The result indicates that the mulching (p=0.001) and grading (p=0.004) practices have strong affected on the outcome of EE regardless of the farming systems. In addition, cultivation and threshing are significantly related to the EE at the level of 5%.
On the other hand, the results of the conventional and organic farming practices in relation to the EE are separately shown in Tables 37 and 38, respectively.

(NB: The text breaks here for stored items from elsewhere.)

Issue #2011, opened 2019-01-16
GFF dump urlencode


epaule:
fixes #2012 

it looks like the gff3 returned from the REST endpoint doesn't URLencode line break characters (in contrast to commas) in the column 9 fields (like info)

example:

```
hcontortus_chr5_Celeg_TT_arrow_pilon    iris    mRNA    68170   91425   .       +       . owner=irisadmin@local.host;Parent=f124e17a-cd63-4475-b6dd-bb9c2b0ba1ff;ID=a2c7865d-1ceb-428c-90d0-bc2f7afabec2;date_last_modified=2018-11-01;Name=HCON_
00131310;info=method:InterPro accession:IPR006028 description:Gamma-aminobutyric acid A receptor/Glycine receptor alpha
method:InterPro accession:IPR006029 description:Neurotransmitter-gated ion-channel transmembrane domain

method:InterPro accession:IPR006201 description:Neurotransmitter-gated ion-channel
method:InterPro accession:IPR006202 description:Neurotransmitter-gated ion-channel ligand-binding domain
method:InterPro accession:IPR018000 description:Neurotransmitter-gated ion-channel%2C conserved site

```

nathandunn:
Clsoed by #2012

PR #2012, opened 2019-01-16
Update Gff3HandlerService.groovy

epaule:
that should fix the returns in the column 9, as in #2011 . Haven't tested it, but should work.


nathandunn:
Fixes #2011

nathandunn:
@epaule   I'm going to merge it . . I haven't tested it either, but this won't break anything.  Let me know how it works.

PR #2021, opened 2019-01-25
Neat features v3

nathandunn:
- [x] fix history bug 
- [ ] fix read through stop codon bug


nathandunn:
The problem with the stop codon readthrough is that it comes through as a subfeature type.    Options are:
1 - remove the subfeature class from this label
2 - provide the plugin with a way of **NOT** highlighting it

nathandunn:
The read through stop codon should be a fixable bug within the neat features plugin.

nathandunn:
UTRs will have a black box around them.  In some cases there are transcripts that extend beyond exon boundaries, which is problematic.

Issue #201, opened 2015-03-19
Apollo doesn't play nicely with proxies.


erasche:
Internally, the Login form seems to be accessed via a GET request (e.g. `http://localhost:8080/apollo/user_interfaces/encryptedlocaldb/login.html`), which seems a bit odd. 

Unfortunately, the URL that's constructed to do that is the one visible to the end user. If the user is accessing Apollo at a location that's not known or understood internally, then Apollo fails to load the login form. In my specific case, apollo tries to access `http://localhost:49153/apollo/user_interfaces/encryptedlocaldb/login.html` and finds nothing on that port.

Proxies come to mind here:

- if Apollo is proxied via a DNS name that's not known to the system running Apollo
- my use case of docker which does port-remappings, Apollo runs on 8080 internally but could be running on a completely different DNS name + port externally (externally being the URL the user uses to access Apollo)

This seems like a bad behaviour that could be corrected by:

- if Apollo is requesting a URL from itself, only to re-render that for the user, then it should construct those URLs based on the internal address, not data passed by the user.
- Alternatively, read the files off of disk, rather than using web requests.

I'm sure there are reasons behind why it was done this way; I'm just documenting my experiences.

xref http://gmod.827538.n3.nabble.com/WebApollo-500-on-Login-Route-in-container-td4048805.html

erasche:
xref http://gmod.827538.n3.nabble.com/WebApollo-500-on-Login-Route-in-container-td4048805.html

nathandunn:
Thanks @erasche   I didn't write this code originally (just migrated it).   I do think we need to be *very* aware of the DNS proxy issues going forward.  

The URL request to the file-system, I agree, is weird.  Typically it should be a compiled JSP (which would fix the other problems).    

This would be a fairly straight-forward fix if it would help you.  Let me know.

erasche:
This would be incredibly useful for me to have; this issue limits us to one docker containers/one Apollo instance per host. 

(I don't know how much you use docker...) With docker we run 1 service per container. Multiple Apollos in a single container is discouraged in lieu of a single Apollo instance per container, running multiple times on different ports. If a fix can be produced for this, then I can spread Apollo instances across ports, which will be primarily useful for integrating with Galaxy for visualization+annotation of GFF3+blast/bigwig/etc data there.

I'd be happy to make the PR, but I'm afraid I don't even know where to start on this.

nathandunn:
I'll try to make that happen in the next week or 2.

[...]

PR #2028, opened 2019-02-05
fix for #201: tweak jbrowse tools install to fix CPAN package install

trstickland:
tweak jbrowse tools install: cpanm is installed with jbrowse, but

<Table 3-37> Relations of Farming Practices and EE in CFS Input Variables
(practices) B t value p value
(Constant) 3.521 7.557 .000
Cultivation -.181 -2.436 .025*
Fertilizing -.030 -1.631 .120
Mulching -.107 -1.626 .121
Seeding -.245 -.448 .659
Weeding .081 .195 .848
Spraying -.540 -1.933 .069
Pruning 1.197 .422 .678
Irrigation 5.689 1.496 .152
Harvesting .344 .514 .614
Threshing -.203 -.926 .367
Grading 3.066 2.626 .017*
R=0.799 R-square=0.639 Corrected R-square=0.418 Durbin-Watson=1.717 F=2.892 p=0.022*
-Dependent variable: EE, *p<.05 **p<.01
In CFS, cultivation (p=0.025) and grading (p=0.017) energy have influenced on the outcome of the EE. This means that all other practices except cultivation and grading have no variations between practices. Also, cultivation and grading are meant to be adjustable practice for the improvement of EE at least in conventional farms.

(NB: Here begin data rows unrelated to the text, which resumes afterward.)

PR #2054, opened 2019-02-16
Bugfix multiple evidence

robsyme:
This PR fixes a bug that caused an infinite loop inside the `addToAnnotation` function.

The bug would present itself when multiple pieces of evidence were dragged together to adjust an existing annotation. The important change is on line 900 where a nested loop re-used the index value `i`, essentially:

```js
for(var i = 0; i < 10; ++i) {
  // Code here is run an infinite number of times, 
  // because i is constantly being reset to i=5 at the
  // end of the inner loop. I blame JS scoping ;)
  for(var i = 0; i < 5; ++i) {
    // some other code
  }
}
```

This PR also includes a fix for an ifelse branch on line 1047 that was unreachable, where the result of a call to `toUpperCase` was compared to "indel" rather than "INDEL". 

This PR also includes a couple of very minor linted fixes. Apologies if these fixes are annoying - feel free to ignore the PR and just implement the loop and ifelse fixes yourself

### DIFF
--- a/client/apollo/js/View/Track/AnnotTrack.js
+++ b/client/apollo/js/View/Track/AnnotTrack.js
@@ -1108,6 +1108,7 @@ define([
                         featureToAdd = new SimpleFeature({data: {strand: strand}});
                     }
                     if (!featureToAdd.get('name')) {
+                        // TODO: We can't guarantee that the featureToAdd has an id, this may end up undefined.
                         featureToAdd.set('name', featureToAdd.get('id'));
                     }
                     featureToAdd.set('orig_id', featureToAdd.get('id'));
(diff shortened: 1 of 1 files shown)


robsyme:
Note: This PR only fixes the case where multiple features are used to adjust an existing annotation. In the case where multiple features are dragged together to create a *new* Apollo feature, no gaps or splicing information are preserved from the original features. I think that fixing this bug might require a little more thinking - and it might just be easier (for the moment) to just get into the habit of creating new annotations from a single feature.

nathandunn:
I agree with your analysis . . I'll try to get this in for an RC2 after I make a few minor changes.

Table 3-38 presents the results of the relationship of farming practices and EE in OFS. The results show that seeding (p=0.046) and harvesting (p=0.015) have significant variations to determine the result of EE in organic soybean farms. That is, seeding and harvesting can be the adjustable practice variables to determine EE in organic farms.

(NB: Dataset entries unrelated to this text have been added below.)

PR #2628, opened 2021-08-05
Adding a new track type draggableNeatBLASTFeatures

childers:
I had some issues with the draggableBLASTFeatures, so extended NeatFeatures to cover BLAST.  This seems to work, but I'd love to know if anything needs changing.

### DIFF
--- a/DraggableNeatBLASTFeature.js
+++ b/DraggableNeatBLASTFeature.js
@@ -1,0 +1,39 @@
+
+const $ = require('jquery');
+
+define( [
+          'dojo/_base/declare',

<Table 3-38> Relations of Farming Practices and EE in OFS Input
Variables
(practices) B t value p value
(Constant) 1.256 4.017 .001
Cultivation -.043 -.903 .379
Fertilizing -.022 -1.197 .247
Mulching -.017 -.706 .489
Seeding -.169 -2.141 .046*
Weeding .057 .640 .530
Spraying 1.015 1.434 .169
Pruning -3.557 -1.201 .245
Irrigation .183 .530 .603
Harvesting .376 2.695 .015*
Threshing .004 .082 .936
Grading .739 .864 .399
R=0.731 R-square=0.534 Corrected R-square=0.250 Durbin-Watson=1.854 F=1.878 p=0.113*
-Dependent variable: EE, *p<.05 **p<.01
Therefore, to improve the efficiency of energy use, the alternative ways for cultivation and grading in CFS and for seeding and harvesting in OFS can be suggested as applicable solutions.